Reproduce every entry exactly as given.

Raw data –
::::::::::

PR #1327, opened 2019-01-18
exempting `always open in` functionality for non-standard ports

### LINKED ISSUE #985: Allow default container setting to differentiate between ports
Basically, my email service and something I use for my job run on the same physical server, but at different port addresses. I am unable, as it stands, to get it to use different default containers for these different services.

e.g. 
example.org:2096 -> email -> Personal Container
example.org:2083 -> work site -> Work Container

I can do it using subdomains, but if I do this I lose SSL/TLS, and this is not something I can work around. As you can imagine I'd rather have TLS than Default Containers, but ideally I'd like both.

ShivangiKakkar:
#### Exempting `always open in` functionality for all ports other than 80 and 443
- Not sure if this is what we wanted, but it seems to work as far as I tested it.

### DIFF
--- a/src/js/background/assignManager.js
+++ b/src/js/background/assignManager.js
@@ -12,7 +12,11 @@ const assignManager = {
     getSiteStoreKey(pageUrl) {
       const url = new window.URL(pageUrl);
       const storagePrefix = "siteContainerMap@@_";
-      return `${storagePrefix}${url.hostname}`;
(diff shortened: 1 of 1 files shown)


ShivangiKakkar:
The particular test failing is also failing on master.

jonathanKingston:
I haven't tested this but the solution seems the correct one at least.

::::::::::

Answer –
PR #1327, opened 2019-01-18
exempting `always open in` functionality for non-standard ports

### LINKED ISSUE #985: Allow default container setting to differentiate between ports
Basically, my email service and something I use for my job run on the same physical server, but at different port addresses. I am unable, as it stands, to get it to use different default containers for these different services.

e.g. 
example.org:2096 -> email -> Personal Container
example.org:2083 -> work site -> Work Container

I can do it using subdomains, but if I do this I lose SSL/TLS, and this is not something I can work around. As you can imagine I'd rather have TLS than Default Containers, but ideally I'd like both.

ShivangiKakkar:
#### Exempting `always open in` functionality for all ports other than 80 and 443
- Not sure if this is what we wanted, but it seems to work as far as I tested it.

### DIFF
--- a/src/js/background/assignManager.js
+++ b/src/js/background/assignManager.js
@@ -12,7 +12,11 @@ const assignManager = {
     getSiteStoreKey(pageUrl) {
       const url = new window.URL(pageUrl);
       const storagePrefix = "siteContainerMap@@_";
-      return `${storagePrefix}${url.hostname}`;
(diff shortened: 1 of 1 files shown)


ShivangiKakkar:
The particular test failing is also failing on master.

jonathanKingston:
I haven't tested this but the solution seems the correct one at least.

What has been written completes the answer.